- Born: September 6, 1888 Chicago, Illinois, U.S.
- Died: September 7, 1972 (age 84)
- Occupation: Real estate developer
- Spouse: Babette Greenbaum
- Children: Bob Lurie

= Louis Lurie =

Jewish-American real estate developer

Louis R. Lurie (September 6, 1888 – September 7, 1972) was an American real estate developer and financial backer of Broadway shows.

==Biography==
Lurie was born to a Jewish family in Chicago, Illinois.

==Career==
His parents were divorced and he worked at an early age to help support his family. At the age of 14, he opened his own printing business. He moved to Seattle and then in 1914, to San Francisco and used the proceeds from his printing operations to purchase and later develop real estate. In 1915, he built the first movie house in San Francisco. He went on to build over 300 buildings in San Francisco and owned the Geary Theatre and the Curran Theatre. In 1962, he bought the Mark Hopkins Hotel for $14 million.
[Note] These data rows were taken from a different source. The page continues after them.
PR #379, opened 2023-05-26
Post fluent / fluentImpl changes

shawkins:
This won't be ready for main until after #263 has been merged - the second commit are the new changes.

@iocanel I see that the changes to have fallbacks everywhere are incomplete - several locations do not do proper null handling of the collection field.  However I would like to propose rather than simply adding/refactoring those in, to simplify the methods to consolidate where the builder is coming from.

To assist with that these changes include a lookup table for all of the known types to avoid reflection for known types, but from what I can see locally you typically save less than 1 microsecond per invocation when the type is found in the instanceof chain or this lookup table vs calling builderOf.  So it would be fine to not even use this additional lookup method as well.

With that there are also several deprecations to the subtype methods.  For all of these methods there is a more general method that will work.  In particular removeMatchingFromXXXCollection methods should just use the removeMatchingFromCollection method - there's no conversion to a bulider involved there at all.  With the other consolidation of the builder logic, I would go further and deprecate methods like removeAllFromXXXCollection, withXXXField as there is also a removeAllFromCollection, withField, etc.

### DIFF
--- a/annotations/builder/src/main/java/io/sundr/builder/internal/functions/ClazzAs.java
+++ b/annotations/builder/src/main/java/io/sundr/builder/internal/functions/ClazzAs.java
@@ -23,6 +23,7 @@ import static io.sundr.model.utils.Types.isAbstract;
 import java.util.ArrayList;
 import java.util.Arrays;
 import java.util.HashSet;
+import java.util.LinkedHashSet;
 import java.util.List;
 import java.util.Map;
 import java.util.Optional;
@@ -50,6 +51,7 @@ import io.sundr.model.ClassRef;
 import io.sundr.model.ClassRefBuilder;
 import io.sundr.model.Method;
 import io.sundr.model.MethodBuilder;
+import io.sundr.model.MethodFluent.BlockNested;
 import io.sundr.model.Modifiers;
 import io.sundr.model.Property;
 import io.sundr.model.PropertyBuilder;
@@ -112,6 +114,8 @@ public class ClazzAs {
       constructors.add(emptyConstructor);
       constructors.add(instanceConstructor);
 
+      Set<Property> allDescendants = new LinkedHashSet<>();
+
       item.getAllProperties().stream().filter(isPropertyApplicable(item)).forEach(property -> {
         final TypeRef unwrapped = TypeAs.combine(TypeAs.UNWRAP_ARRAY_OF, TypeAs.UNWRAP_COLLECTION_OF, TypeAs.UNWRAP_OPTIONAL_OF)
             .apply(property.getTypeRef());
@@ -137,6 +141,7 @@ public class ClazzAs {
             .withComments().withAnnotations().build();
 
         Set<Property> descendants = Descendants.PROPERTY_BUILDABLE_DESCENDANTS.apply(toAdd);
+        allDescendants.addAll(descendants);
         toAdd = new PropertyBuilder(toAdd).addToAttributes(DESCENDANTS, descendants).accept(new InitEnricher()).build();
         List<Method> methods = new ArrayList<Method>();
         if (isArray) {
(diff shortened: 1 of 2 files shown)


shawkins:
@iocanel do you have any thoughts on this direction - moving towards removing what could be seen as extra collection methods?

annotations/builder/src/main/java/io/sundr/builder/internal/functions/ClazzAs.java
```diff
@@ -254,6 +270,37 @@ public TypeDef apply(RichTypeDef item) {
                   .accept(new AddNoArgWithMethod())
                   .build());
     }
+
+    private Method createDescendantBuilderMethod(Set<Property> allDescendants) {
+      BlockNested<MethodBuilder> builderBuilder = new MethodBuilder().withNewModifiers().withProtected().withStatic()
+          .endModifiers()
+          .withParameters(Types.T)
+          .withArguments(new PropertyBuilder().withName("item").withTypeRef(Types.OBJECT_REF).build())
```
iocanel, line 278: You can use `addNewArgument` here to avoid manually creating the property builder.

annotations/builder/src/main/java/io/sundr/builder/internal/functions/ClazzAs.java
```diff
@@ -254,6 +270,37 @@ public TypeDef apply(RichTypeDef item) {
...
+      for (Property descendant : allDescendants) {
+        ClassRef dunwraped = new ClassRefBuilder(
+            (ClassRef) TypeAs.combine(TypeAs.UNWRAP_COLLECTION_OF, TypeAs.UNWRAP_ARRAY_OF, TypeAs.UNWRAP_OPTIONAL_OF)
+                .apply(descendant.getTypeRef())).withArguments(new TypeRef[0]).build();
+        String className = dunwraped.getFullyQualifiedName();
+        if (!seen.add(className) || !isBuildable(dunwraped)) {
+          continue;
+        }
+        // use a string concat for the case key to prevent conversion of fully qualified names to short names 
+        String packageName = dunwraped.getPackageName();
```
iocanel, line 292: Why not `dunwrapped.getFullyQualifiedName()`?

iocanel:
Just to make sure we are on the same page. The idea is that by adding a method that creates the builder of a class, we don't need a concrete impl per descendant, right?

This sounds like a good idea to me. 

I think that instead of deprecating these methods we should completely remove them. 
Next release (0.100.0) is going to have big incompatible changes anyway and our major version number does not promise stability anyway :smile: .

Regarding the idea of using a lookup table vs reflection, IMHO it makes sense if we can completely eliminate reflection. I wouldn't add it to this PR though as its already long and hard to fully review.

shawkins:
> Just to make sure we are on the same page. The idea is that by adding a method that creates the builder of a class, we don't need a concrete impl per descendant, right?

Yes, the only difference between removeAllFromSub1Collection and removeAllFromSub2Collection is that creation of the respective builders.  There is already, or one is added by these changes, a more general method removeAllFromCollection that accepts the super type and will use the common builder method.

> I think that instead of deprecating these methods we should completely remove them.

Ok, I'll update the pr with that.

> Regarding the idea of using a lookup table vs reflection, IMHO it makes sense if we can completely eliminate reflection. I wouldn't add it to this PR though as its already long and hard to fully review.

The lookup table/switch is part of this pr - createDescendantBuilderMethod.  In fabric8 we have if/else instanceOf chains that are 250 types long, so it seems advantageous to use a switch.  If the item matches one of those classes directly, then we'll create the corresponding builder.  If it's editable in general, in particular the automatically created EditableFoo classes, then the fall through call to builderOf will handle it.  So only if item class is not in directly in the descendant list and the item is not editable would builderOf then use reflection - are there cases where users create subtypes of non-editable pojos, but still expect them to use the builder of the parent type?

shawkins:
@iocanel is there a snapshot available? We can move fabric8 master to that to resolve the downstream check error.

His Hale Bros. and J. C. Penney Co. real estate deals were noteworthy.

==Broadway==
He was a financial backer of many Broadway shows including South Pacific, Teahouse of the August Moon, and Fiddler on the Roof.

==Personal life==
In 1918, he married Babette Greenbaum; they had one son, Bob Lurie. His wife died in 1956.

His charitable activities were channeled through the Lurie Foundation.